[TASK REQUIREMENTS] Please repeat every entry, keeping each one exactly the same.

Data records:
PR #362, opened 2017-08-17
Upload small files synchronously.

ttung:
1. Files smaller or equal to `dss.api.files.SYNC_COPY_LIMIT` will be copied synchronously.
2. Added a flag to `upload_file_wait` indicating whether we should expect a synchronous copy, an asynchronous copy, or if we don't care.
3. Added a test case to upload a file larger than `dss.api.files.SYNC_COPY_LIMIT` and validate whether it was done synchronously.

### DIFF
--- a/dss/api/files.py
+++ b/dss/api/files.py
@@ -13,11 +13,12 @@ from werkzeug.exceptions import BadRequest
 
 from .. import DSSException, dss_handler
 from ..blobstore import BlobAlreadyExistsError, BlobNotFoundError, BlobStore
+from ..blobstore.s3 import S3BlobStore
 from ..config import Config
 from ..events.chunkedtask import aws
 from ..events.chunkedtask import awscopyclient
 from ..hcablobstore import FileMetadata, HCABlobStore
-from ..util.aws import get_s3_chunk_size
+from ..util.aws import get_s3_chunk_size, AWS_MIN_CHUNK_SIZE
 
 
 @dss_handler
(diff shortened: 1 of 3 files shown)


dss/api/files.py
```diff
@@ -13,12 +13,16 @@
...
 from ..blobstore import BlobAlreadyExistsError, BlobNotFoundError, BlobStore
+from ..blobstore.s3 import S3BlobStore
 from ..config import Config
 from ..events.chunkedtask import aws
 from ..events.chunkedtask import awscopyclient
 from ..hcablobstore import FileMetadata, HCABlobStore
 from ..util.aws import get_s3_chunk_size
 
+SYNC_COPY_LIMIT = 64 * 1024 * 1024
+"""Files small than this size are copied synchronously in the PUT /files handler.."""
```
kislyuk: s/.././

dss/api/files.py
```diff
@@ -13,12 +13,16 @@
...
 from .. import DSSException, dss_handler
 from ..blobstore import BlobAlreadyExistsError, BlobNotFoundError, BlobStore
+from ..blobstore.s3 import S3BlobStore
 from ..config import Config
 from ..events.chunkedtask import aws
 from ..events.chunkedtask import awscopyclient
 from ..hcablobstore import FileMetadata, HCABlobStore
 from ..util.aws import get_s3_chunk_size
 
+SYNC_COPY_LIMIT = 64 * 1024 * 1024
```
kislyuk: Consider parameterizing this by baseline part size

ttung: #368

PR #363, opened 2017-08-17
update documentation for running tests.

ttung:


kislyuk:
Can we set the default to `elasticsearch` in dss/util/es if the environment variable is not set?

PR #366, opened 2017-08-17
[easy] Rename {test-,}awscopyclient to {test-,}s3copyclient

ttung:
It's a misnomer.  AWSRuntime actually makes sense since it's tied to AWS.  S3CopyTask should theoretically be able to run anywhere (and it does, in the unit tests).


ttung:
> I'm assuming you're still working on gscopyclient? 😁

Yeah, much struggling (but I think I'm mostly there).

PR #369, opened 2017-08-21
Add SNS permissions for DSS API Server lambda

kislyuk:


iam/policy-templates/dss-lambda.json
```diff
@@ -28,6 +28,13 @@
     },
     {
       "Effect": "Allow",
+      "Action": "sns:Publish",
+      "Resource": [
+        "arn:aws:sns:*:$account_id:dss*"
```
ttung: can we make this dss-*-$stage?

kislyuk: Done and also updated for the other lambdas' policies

[RESPONSE TO THIS TASK]
PR #362, opened 2017-08-17
Upload small files synchronously.

ttung:
1. Files smaller or equal to `dss.api.files.SYNC_COPY_LIMIT` will be copied synchronously.
2. Added a flag to `upload_file_wait` indicating whether we should expect a synchronous copy, an asynchronous copy, or if we don't care.
3. Added a test case to upload a file larger than `dss.api.files.SYNC_COPY_LIMIT` and validate whether it was done synchronously.

### DIFF
--- a/dss/api/files.py
+++ b/dss/api/files.py
@@ -13,11 +13,12 @@ from werkzeug.exceptions import BadRequest
 
 from .. import DSSException, dss_handler
 from ..blobstore import BlobAlreadyExistsError, BlobNotFoundError, BlobStore
+from ..blobstore.s3 import S3BlobStore
 from ..config import Config
 from ..events.chunkedtask import aws
 from ..events.chunkedtask import awscopyclient
 from ..hcablobstore import FileMetadata, HCABlobStore
-from ..util.aws import get_s3_chunk_size
+from ..util.aws import get_s3_chunk_size, AWS_MIN_CHUNK_SIZE
 
 
 @dss_handler
(diff shortened: 1 of 3 files shown)


dss/api/files.py
```diff
@@ -13,12 +13,16 @@
...
 from ..blobstore import BlobAlreadyExistsError, BlobNotFoundError, BlobStore
+from ..blobstore.s3 import S3BlobStore
 from ..config import Config
 from ..events.chunkedtask import aws
 from ..events.chunkedtask import awscopyclient
 from ..hcablobstore import FileMetadata, HCABlobStore
 from ..util.aws import get_s3_chunk_size
 
+SYNC_COPY_LIMIT = 64 * 1024 * 1024
+"""Files small than this size are copied synchronously in the PUT /files handler.."""
```
kislyuk: s/.././

dss/api/files.py
```diff
@@ -13,12 +13,16 @@
...
 from .. import DSSException, dss_handler
 from ..blobstore import BlobAlreadyExistsError, BlobNotFoundError, BlobStore
+from ..blobstore.s3 import S3BlobStore
 from ..config import Config
 from ..events.chunkedtask import aws
 from ..events.chunkedtask import awscopyclient
 from ..hcablobstore import FileMetadata, HCABlobStore
 from ..util.aws import get_s3_chunk_size
 
+SYNC_COPY_LIMIT = 64 * 1024 * 1024
```
kislyuk: Consider parameterizing this by baseline part size

ttung: #368

PR #363, opened 2017-08-17
update documentation for running tests.

ttung:


kislyuk:
Can we set the default to `elasticsearch` in dss/util/es if the environment variable is not set?

PR #366, opened 2017-08-17
[easy] Rename {test-,}awscopyclient to {test-,}s3copyclient

ttung:
It's a misnomer.  AWSRuntime actually makes sense since it's tied to AWS.  S3CopyTask should theoretically be able to run anywhere (and it does, in the unit tests).


ttung:
> I'm assuming you're still working on gscopyclient? 😁

Yeah, much struggling (but I think I'm mostly there).

PR #369, opened 2017-08-21
Add SNS permissions for DSS API Server lambda

kislyuk:


iam/policy-templates/dss-lambda.json
```diff
@@ -28,6 +28,13 @@
     },
     {
       "Effect": "Allow",
+      "Action": "sns:Publish",
+      "Resource": [
+        "arn:aws:sns:*:$account_id:dss*"
```
ttung: can we make this dss-*-$stage?

kislyuk: Done and also updated for the other lambdas' policies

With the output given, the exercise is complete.